= Diego Rodríguez (mathematician) =

Mexican mathematician and astronomer

Diego Rodríguez (Atitalaquia c.1596, in Mexico City - 1668) was a mathematician, astronomer, educator, and technological innovator in New Spain. He was one of the most important figures in the scientific field in the colony in the second half of the seventeenth century.

==Background==
In 1613 he entered the Order of the Blessed Virgin Mary of Mercy.

==Scientific revolution==
For thirty years Father Rodríguez maintained in his writing and teaching the separation of the exact sciences from metaphysics and theology. He tried to propound the heliocentric theory of Nicolaus Copernicus without, in his writings, openly breaking with the scholastic tradition. He wrote on the astronomical findings of Galileo Galilei, but without directly endorsing them or attacking the classical cosmology. Nevertheless, these were radical steps, and the scientific community he headed in Mexico accepted them about 30 years before their colleagues in Spain. One reason for this surprising difference is that the books of modern science originating in Protestant countries were refused entry into Spain by the censors. Booksellers, in order not to lose their investments, often sent the contraband books on to America. Because of this aspect of Rodriguez's work, he was a target of Mexican Inquisition.

Rodríguez was at the center of a small circle of intellectuals that met semi-clandestinely in private homes to discuss the new ideas. The 1640s, however, brought them to the attention of the Inquisition. A series of investigations and trials followed, continuing into the mid-1650s. A frantic hiding of books followed the Inquisition's 1647 edict imposing careful censorship on scientific works. In July 1655 the Inquisition required all Mexico City's booksellers (six) to submit their book lists to the Holy Office for approval, on pain of fine and excommunication.

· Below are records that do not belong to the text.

PR #492, opened 2017-07-18
Fixes #488: un-reference scalar arguments to rankSample

### LINKED ISSUE #488: rankSample is tricky to use
Not sure if I'm using it wrong, but I had to do some gymnastics to use rankSample in the new categorical sampler I just wrote for categorical nodes.  Advice or discussion on modifications to rankSample() welcome:
```
    run = function() {
        currentValue <- model[[target]]
        for(i in 1:maxval) {
            model[[target]] <<- i
            probs[i] <<- exp(calculate(model, calcNodes))
        }
     ## can't use model[[target]] directly in rankSample as it expects int NimArr for 3rd arg.
        newValue <- integer(1)
   ## for second arg, rank sample wants an int&; I need these gymnastics instead of simply doing rankSample(probs, 1, newValue)
        size <- integer(1,1)
        rankSample(probs, size[1], newValue)
        model[[target]] <<- newValue[1]  
        calculate(model, calcNodes)
```

perrydv:
There were three cases of scalar arguments unnecessarily passed by reference in the two versions of `rankSample`.  Until recently,  `rankSample` had not been used outside of its original need, so this oversight in style had gone unnoticed.  This PR removes the reference `&` from those arguments.

### DIFF
--- a/packages/nimble/inst/CppCode/RcppNimbleUtils.cpp
+++ b/packages/nimble/inst/CppCode/RcppNimbleUtils.cpp
@@ -764,12 +764,12 @@ double nimMod(double a, double b) {
 //   return(a.value < b.value);
 // }
 
-void rankSample(NimArr<1, double> &weights, int &n, NimArr<1, int> &output) {
+void rankSample(NimArr<1, double> &weights, int n, NimArr<1, int> &output) {
   bool silent = false;
   rankSample(weights, n, output, silent);
 }
 
-void rankSample(NimArr<1, double> &weights, int &n, NimArr<1, int> &output, bool& silent) {
+void rankSample(NimArr<1, double> &weights, int n, NimArr<1, int> &output, bool silent) {
   //PRINTF("in VOID rankSample\n");
   output.setSize(n);
   int N = weights.size();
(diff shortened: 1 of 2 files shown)


danielturek:
Once this is merged, we can simplify the new categorical sampler implementation.  I'm happy to do that, once it's merged into devel, then devel is merged into branch dynamic-indexing-modelDef

fritzo:
:+1:

perrydv:
OK @danielturek go ahead and simplify the new categorical sampler's use of `rankSample`.

danielturek:
I have merged these changes into `dynamic-indexing-modelDef` branch, and simplified the new `categorical` sampler accordingly.

@paciorek these changes are pushed on branch `dynamic-indexing-modelDef`.  I'm not sure the status there otherwise, but as far as with the new sampler, I'd say it's ready to merge.

paciorek:
Thanks all. Though I did just realize (disturbingly belatedly) that we
could just use rcat in the categorical sampler. I think we probably want to
do that for code readability/style.

DT: thanks for all the various cleanup to sampler_categorical - all
appreciated.

danielturek:
No problem.  Makes sense about `rcat()`, I didn't think of it either.  I would have re-invented the wheel and written a while-loop....

Do you want to change to using `rcat()`, or want me to?

paciorek:
if you're up for it and have a few moments, please do change to rcat.

danielturek:
@paciorek I modified `sampler_categorical` to use `rcat()`, and tested it for correctness.

Changes pushed to branch `dynamic-indexing-modelDef`.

Melchor Pérez de Soto, one of the group of scientific modernizers headed by Diego Rodríguez and chief architect at the cathedral, was subjected to the Inquisition. Thanks to this process, a catalog of his library, more than 1,660 volumes, has come down to us. Many of the works dealt with the modern science of contemporary Europe; many others had more traditional content.

==Works==
BBC Rodríguez wrote many works, some of them truly revolutionary contributions to mathematics (like his treatise on logarithms), astronomy and engineering. He also wrote treatises on technology, such as the one dealing with the construction of precise clocks. Many of these works were developed for his own courses in the university; others were written to support his own investigations. In the latter category is the report on the prediction and exact measurement of eclipses, which is fundamental for calculation of exact geographic positions (longitude), because the eclipse permits synchronization of the time with that in other geographic localities. This and his work on the improvement of clocks allowed him to measure the longitude of Mexico City with a precision greater than Alexander von Humboldt was able to make a century and a half later, even with improved methods. Rodríguez's Peruvian student and correspondent, Francisco Ruiz Lozano, used the samtechnique to measure the position of his birthplace, Lima, Peru.

==Evaluation==
It is strange that the many valuable contributions of Rodríguez and his students did not make a bigger impact on the history of the colony. His methods of calculating positions were not used by Spanish navigators, who could have benefited greatly from them. Most of his writings were never published, remaining in manuscript. In New Spain it was difficult to print them, not only because of high costs but also because special type faces were unavailable, for example, for mathematical symbols. And there was no market for the published works. For that reason some of his manuscripts were sent to Spain, but there was no greater interest there and they were ignored. At his death in 1668, most of his manuscripts were buried in the library of his order; the rest were dispersed in private collections or were irretrievably lost.

Rodríguez's successors in the chair of astronomy and mathematics occupied the position only briefly, and are of little interest, up until Carlos de Sigüenza y Góngora took over the position in 1672.